Segment Open

PR #3888, opened 2017-06-23
Make Cross-browser fixes and general adjustments

### LINKED ISSUE #3886: Additional home page updates
### Please notify me before merging these changes

---

1) Background of video player should be #007482 in case of awkward screen sizes 
video

2) Please look into the issue with commas not showing up in Safari on the number of classifications 
commas

3) Border of project cards should be #CBCCCB 

4) Remove the "listen to the zooniverse" link in the paragraph under number of classifications

5) Remove the full stop at the end of "Meet the researchers" headline

6) Add a line between the first and second Daily Zoo post, 30px under the white box and 30px above the next item

7) Change "Newest project" to "Latest project" in the social section

8) Change "Recent project updates" to "Project updates"

wgranger:
Fixes #3886 

Describe your changes.
More landing page adjustments based on the issue. This also fixes an issue that is currently visible on mobile view where the project cards don't switch to column view correctly.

Segment Closed

(AIM OF THE EXERCISE):
Work out how many lines of the material include the word "video", then answer with that number alone.

(EXERCISE ANSWER):
2